Task requirements
Every line below should be repeated exactly as written.
◇ ◇ ◇
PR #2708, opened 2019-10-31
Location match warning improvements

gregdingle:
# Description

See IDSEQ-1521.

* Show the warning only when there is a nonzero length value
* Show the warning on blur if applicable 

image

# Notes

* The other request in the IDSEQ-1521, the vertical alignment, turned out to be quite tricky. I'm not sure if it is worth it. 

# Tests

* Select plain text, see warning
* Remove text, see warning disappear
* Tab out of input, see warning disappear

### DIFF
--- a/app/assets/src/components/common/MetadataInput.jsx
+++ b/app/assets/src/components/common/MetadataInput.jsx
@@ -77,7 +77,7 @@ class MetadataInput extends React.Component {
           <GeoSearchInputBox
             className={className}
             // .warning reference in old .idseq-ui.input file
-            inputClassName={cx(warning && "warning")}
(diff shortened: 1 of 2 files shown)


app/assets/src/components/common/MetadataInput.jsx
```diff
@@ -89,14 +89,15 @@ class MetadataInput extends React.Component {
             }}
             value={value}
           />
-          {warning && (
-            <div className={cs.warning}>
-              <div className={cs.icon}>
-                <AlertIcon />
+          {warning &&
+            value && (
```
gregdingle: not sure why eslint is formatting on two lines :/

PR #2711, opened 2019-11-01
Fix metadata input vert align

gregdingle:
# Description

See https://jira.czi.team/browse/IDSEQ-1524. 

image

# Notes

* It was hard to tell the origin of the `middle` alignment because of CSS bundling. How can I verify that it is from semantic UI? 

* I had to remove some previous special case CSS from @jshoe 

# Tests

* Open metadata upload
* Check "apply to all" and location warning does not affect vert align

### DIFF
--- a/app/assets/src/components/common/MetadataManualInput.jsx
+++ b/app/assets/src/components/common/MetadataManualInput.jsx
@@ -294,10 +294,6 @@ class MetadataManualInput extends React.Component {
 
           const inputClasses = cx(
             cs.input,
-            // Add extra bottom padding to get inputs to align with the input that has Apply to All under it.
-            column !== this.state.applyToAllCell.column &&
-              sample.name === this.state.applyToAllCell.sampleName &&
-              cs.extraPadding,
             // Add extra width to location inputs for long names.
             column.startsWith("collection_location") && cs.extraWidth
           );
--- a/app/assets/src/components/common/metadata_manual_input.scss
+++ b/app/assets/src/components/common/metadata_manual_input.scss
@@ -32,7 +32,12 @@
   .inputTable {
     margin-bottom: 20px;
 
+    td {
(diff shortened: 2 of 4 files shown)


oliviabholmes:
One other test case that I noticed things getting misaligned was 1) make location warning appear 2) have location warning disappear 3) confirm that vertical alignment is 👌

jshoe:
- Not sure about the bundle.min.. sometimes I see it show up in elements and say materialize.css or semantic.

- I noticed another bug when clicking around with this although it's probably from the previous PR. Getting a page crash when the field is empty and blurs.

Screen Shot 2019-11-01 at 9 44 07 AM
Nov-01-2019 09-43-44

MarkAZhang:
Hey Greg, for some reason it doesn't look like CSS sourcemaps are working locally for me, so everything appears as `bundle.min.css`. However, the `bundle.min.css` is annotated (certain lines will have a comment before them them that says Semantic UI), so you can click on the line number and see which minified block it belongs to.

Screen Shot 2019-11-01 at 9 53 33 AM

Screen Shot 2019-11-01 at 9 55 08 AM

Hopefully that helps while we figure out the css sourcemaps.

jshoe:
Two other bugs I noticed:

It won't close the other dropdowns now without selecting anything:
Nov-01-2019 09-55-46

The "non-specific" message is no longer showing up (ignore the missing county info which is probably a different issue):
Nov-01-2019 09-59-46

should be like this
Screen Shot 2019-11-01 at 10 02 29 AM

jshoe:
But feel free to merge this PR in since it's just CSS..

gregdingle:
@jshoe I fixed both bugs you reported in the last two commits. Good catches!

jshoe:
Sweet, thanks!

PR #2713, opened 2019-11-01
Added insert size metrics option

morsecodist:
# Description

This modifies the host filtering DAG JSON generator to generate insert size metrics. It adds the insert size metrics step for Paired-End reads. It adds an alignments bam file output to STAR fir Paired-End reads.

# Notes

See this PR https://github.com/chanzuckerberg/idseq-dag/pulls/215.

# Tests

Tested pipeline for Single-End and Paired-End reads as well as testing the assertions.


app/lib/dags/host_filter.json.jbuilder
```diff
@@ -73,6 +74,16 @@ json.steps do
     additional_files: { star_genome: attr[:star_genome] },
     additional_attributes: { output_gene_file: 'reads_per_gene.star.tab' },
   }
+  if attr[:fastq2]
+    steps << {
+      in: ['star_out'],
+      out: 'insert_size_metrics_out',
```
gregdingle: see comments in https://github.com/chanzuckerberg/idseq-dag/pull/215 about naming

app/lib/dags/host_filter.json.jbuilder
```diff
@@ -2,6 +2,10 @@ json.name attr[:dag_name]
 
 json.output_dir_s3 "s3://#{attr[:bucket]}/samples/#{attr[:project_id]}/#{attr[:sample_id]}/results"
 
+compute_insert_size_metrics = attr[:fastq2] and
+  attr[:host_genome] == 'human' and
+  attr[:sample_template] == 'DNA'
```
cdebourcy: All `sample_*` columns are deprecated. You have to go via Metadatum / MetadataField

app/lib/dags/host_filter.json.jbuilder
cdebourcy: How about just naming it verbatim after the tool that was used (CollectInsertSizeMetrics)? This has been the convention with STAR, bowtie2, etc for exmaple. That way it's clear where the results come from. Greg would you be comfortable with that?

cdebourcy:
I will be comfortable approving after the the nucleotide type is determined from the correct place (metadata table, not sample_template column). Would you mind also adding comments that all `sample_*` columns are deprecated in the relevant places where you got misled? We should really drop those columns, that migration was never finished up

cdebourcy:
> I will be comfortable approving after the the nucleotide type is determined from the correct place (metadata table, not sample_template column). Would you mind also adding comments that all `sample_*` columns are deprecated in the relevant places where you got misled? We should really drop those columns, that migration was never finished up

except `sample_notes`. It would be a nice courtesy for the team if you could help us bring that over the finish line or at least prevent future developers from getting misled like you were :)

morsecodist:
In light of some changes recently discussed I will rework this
◇ ◇ ◇
Your solution
PR #2708, opened 2019-10-31
Location match warning improvements

gregdingle:
# Description

See IDSEQ-1521.

* Show the warning only when there is a nonzero length value
* Show the warning on blur if applicable 

image

# Notes

* The other request in the IDSEQ-1521, the vertical alignment, turned out to be quite tricky. I'm not sure if it is worth it. 

# Tests

* Select plain text, see warning
* Remove text, see warning disappear
* Tab out of input, see warning disappear

### DIFF
--- a/app/assets/src/components/common/MetadataInput.jsx
+++ b/app/assets/src/components/common/MetadataInput.jsx
@@ -77,7 +77,7 @@ class MetadataInput extends React.Component {
           <GeoSearchInputBox
             className={className}
             // .warning reference in old .idseq-ui.input file
-            inputClassName={cx(warning && "warning")}
(diff shortened: 1 of 2 files shown)


app/assets/src/components/common/MetadataInput.jsx
```diff
@@ -89,14 +89,15 @@ class MetadataInput extends React.Component {
             }}
             value={value}
           />
-          {warning && (
-            <div className={cs.warning}>
-              <div className={cs.icon}>
-                <AlertIcon />
+          {warning &&
+            value && (
```
gregdingle: not sure why eslint is formatting on two lines :/

PR #2711, opened 2019-11-01
Fix metadata input vert align

gregdingle:
# Description

See https://jira.czi.team/browse/IDSEQ-1524. 

image

# Notes

* It was hard to tell the origin of the `middle` alignment because of CSS bundling. How can I verify that it is from semantic UI? 

* I had to remove some previous special case CSS from @jshoe 

# Tests

* Open metadata upload
* Check "apply to all" and location warning does not affect vert align

### DIFF
--- a/app/assets/src/components/common/MetadataManualInput.jsx
+++ b/app/assets/src/components/common/MetadataManualInput.jsx
@@ -294,10 +294,6 @@ class MetadataManualInput extends React.Component {
 
           const inputClasses = cx(
             cs.input,
-            // Add extra bottom padding to get inputs to align with the input that has Apply to All under it.
-            column !== this.state.applyToAllCell.column &&
-              sample.name === this.state.applyToAllCell.sampleName &&
-              cs.extraPadding,
             // Add extra width to location inputs for long names.
             column.startsWith("collection_location") && cs.extraWidth
           );
--- a/app/assets/src/components/common/metadata_manual_input.scss
+++ b/app/assets/src/components/common/metadata_manual_input.scss
@@ -32,7 +32,12 @@
   .inputTable {
     margin-bottom: 20px;
 
+    td {
(diff shortened: 2 of 4 files shown)


oliviabholmes:
One other test case that I noticed things getting misaligned was 1) make location warning appear 2) have location warning disappear 3) confirm that vertical alignment is 👌

jshoe:
- Not sure about the bundle.min.. sometimes I see it show up in elements and say materialize.css or semantic.

- I noticed another bug when clicking around with this although it's probably from the previous PR. Getting a page crash when the field is empty and blurs.

Screen Shot 2019-11-01 at 9 44 07 AM
Nov-01-2019 09-43-44

MarkAZhang:
Hey Greg, for some reason it doesn't look like CSS sourcemaps are working locally for me, so everything appears as `bundle.min.css`. However, the `bundle.min.css` is annotated (certain lines will have a comment before them them that says Semantic UI), so you can click on the line number and see which minified block it belongs to.

Screen Shot 2019-11-01 at 9 53 33 AM

Screen Shot 2019-11-01 at 9 55 08 AM

Hopefully that helps while we figure out the css sourcemaps.

jshoe:
Two other bugs I noticed:

It won't close the other dropdowns now without selecting anything:
Nov-01-2019 09-55-46

The "non-specific" message is no longer showing up (ignore the missing county info which is probably a different issue):
Nov-01-2019 09-59-46

should be like this
Screen Shot 2019-11-01 at 10 02 29 AM

jshoe:
But feel free to merge this PR in since it's just CSS..

gregdingle:
@jshoe I fixed both bugs you reported in the last two commits. Good catches!

jshoe:
Sweet, thanks!

PR #2713, opened 2019-11-01
Added insert size metrics option

morsecodist:
# Description

This modifies the host filtering DAG JSON generator to generate insert size metrics. It adds the insert size metrics step for Paired-End reads. It adds an alignments bam file output to STAR fir Paired-End reads.

# Notes

See this PR https://github.com/chanzuckerberg/idseq-dag/pulls/215.

# Tests

Tested pipeline for Single-End and Paired-End reads as well as testing the assertions.


app/lib/dags/host_filter.json.jbuilder
```diff
@@ -73,6 +74,16 @@ json.steps do
     additional_files: { star_genome: attr[:star_genome] },
     additional_attributes: { output_gene_file: 'reads_per_gene.star.tab' },
   }
+  if attr[:fastq2]
+    steps << {
+      in: ['star_out'],
+      out: 'insert_size_metrics_out',
```
gregdingle: see comments in https://github.com/chanzuckerberg/idseq-dag/pull/215 about naming

app/lib/dags/host_filter.json.jbuilder
```diff
@@ -2,6 +2,10 @@ json.name attr[:dag_name]
 
 json.output_dir_s3 "s3://#{attr[:bucket]}/samples/#{attr[:project_id]}/#{attr[:sample_id]}/results"
 
+compute_insert_size_metrics = attr[:fastq2] and
+  attr[:host_genome] == 'human' and
+  attr[:sample_template] == 'DNA'
```
cdebourcy: All `sample_*` columns are deprecated. You have to go via Metadatum / MetadataField

app/lib/dags/host_filter.json.jbuilder
cdebourcy: How about just naming it verbatim after the tool that was used (CollectInsertSizeMetrics)? This has been the convention with STAR, bowtie2, etc for exmaple. That way it's clear where the results come from. Greg would you be comfortable with that?

cdebourcy:
I will be comfortable approving after the the nucleotide type is determined from the correct place (metadata table, not sample_template column). Would you mind also adding comments that all `sample_*` columns are deprecated in the relevant places where you got misled? We should really drop those columns, that migration was never finished up

cdebourcy:
> I will be comfortable approving after the the nucleotide type is determined from the correct place (metadata table, not sample_template column). Would you mind also adding comments that all `sample_*` columns are deprecated in the relevant places where you got misled? We should really drop those columns, that migration was never finished up

except `sample_notes`. It would be a nice courtesy for the team if you could help us bring that over the finish line or at least prevent future developers from getting misled like you were :)

morsecodist:
In light of some changes recently discussed I will rework this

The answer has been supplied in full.